WHAT YOU HAVE TO DO ::
Locate the line that contains "(where SdssShape lives)". Copy it and every following line through the end of the records, exactly, and include nothing else.

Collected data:
PR #57, opened 2016-12-22
Review for DM-8714: Add unittest for base_SdssShape_psf measurement

jdswinbank:
This test is being added here in meas_algorithms rather than meas_base
(where SdssShape lives) due to the need to apply a spatially varying
psf model such that the psf is different at each position in the image.
This varying psf model is built with meas_algorithms' PcaPsf (which is
not accessible from meas_base).

### DIFF
--- a/tests/testSdssShapePsf.py
+++ b/tests/testSdssShapePsf.py
@@ -1,0 +1,151 @@
+#!/usr/bin/env python
+#
+# LSST Data Management System
+# Copyright 2008-2016 AURA/LSST.
+#
+# This product includes software developed by the
+# LSST Project (http://www.lsst.org/).
+#
+# This program is free software: you can redistribute it and/or modify
+# it under the terms of the GNU General Public License as published by
+# the Free Software Foundation, either version 3 of the License, or
+# (at your option) any later version.
+#
+# This program is distributed in the hope that it will be useful,
+# but WITHOUT ANY WARRANTY; without even the implied warranty of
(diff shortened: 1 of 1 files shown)


tests/testSdssShapePsf.py
```diff
@@ -0,0 +1,128 @@
...
+        self.assertFalse(result.getFlag(measBase.SdssShapeAlgorithm.PSF_SHAPE_BAD))
+
+    def testMeasureGoodPsf(self):
+        """Test that we measure shapes and record the PSF shape correctly"""
+        # Apply a varying PSF to the image to make sure we are measuring the psf at the source position
+        varyingPsf = self._computeVaryingPsf()
+        exposure, catalog = self._runMeasurementTask(psf=varyingPsf)
+        key = measBase.SdssShapeResultKey(catalog.schema["base_SdssShape"])
+        for record in catalog:
+            psfTruth = exposure.getPsf().computeShape(afwGeom.Point2D(record.getX(), record.getY()))
```
jdswinbank: I have absolute faith that the PSF really is varying exactly as you say it is.

But.. what if it wasn't? If we screwed up and `varyingPsf` was actually constant across the image, then this test would pass even if the original bug was still in SdssShape.

I grant it's unlikely, but could we add an extra assertion here to establish that `psfTruth` really does vary by record?

laurenam: 👍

SOLUTION FOR THIS TASK ::
(where SdssShape lives) due to the need to apply a spatially varying
psf model such that the psf is different at each position in the image.
This varying psf model is built with meas_algorithms' PcaPsf (which is
not accessible from meas_base).

### DIFF
--- a/tests/testSdssShapePsf.py
+++ b/tests/testSdssShapePsf.py
@@ -1,0 +1,151 @@
+#!/usr/bin/env python
+#
+# LSST Data Management System
+# Copyright 2008-2016 AURA/LSST.
+#
+# This product includes software developed by the
+# LSST Project (http://www.lsst.org/).
+#
+# This program is free software: you can redistribute it and/or modify
+# it under the terms of the GNU General Public License as published by
+# the Free Software Foundation, either version 3 of the License, or
+# (at your option) any later version.
+#
+# This program is distributed in the hope that it will be useful,
+# but WITHOUT ANY WARRANTY; without even the implied warranty of
(diff shortened: 1 of 1 files shown)


tests/testSdssShapePsf.py
```diff
@@ -0,0 +1,128 @@
...
+        self.assertFalse(result.getFlag(measBase.SdssShapeAlgorithm.PSF_SHAPE_BAD))
+
+    def testMeasureGoodPsf(self):
+        """Test that we measure shapes and record the PSF shape correctly"""
+        # Apply a varying PSF to the image to make sure we are measuring the psf at the source position
+        varyingPsf = self._computeVaryingPsf()
+        exposure, catalog = self._runMeasurementTask(psf=varyingPsf)
+        key = measBase.SdssShapeResultKey(catalog.schema["base_SdssShape"])
+        for record in catalog:
+            psfTruth = exposure.getPsf().computeShape(afwGeom.Point2D(record.getX(), record.getY()))
```
jdswinbank: I have absolute faith that the PSF really is varying exactly as you say it is.

But.. what if it wasn't? If we screwed up and `varyingPsf` was actually constant across the image, then this test would pass even if the original bug was still in SdssShape.

I grant it's unlikely, but could we add an extra assertion here to establish that `psfTruth` really does vary by record?

laurenam: 👍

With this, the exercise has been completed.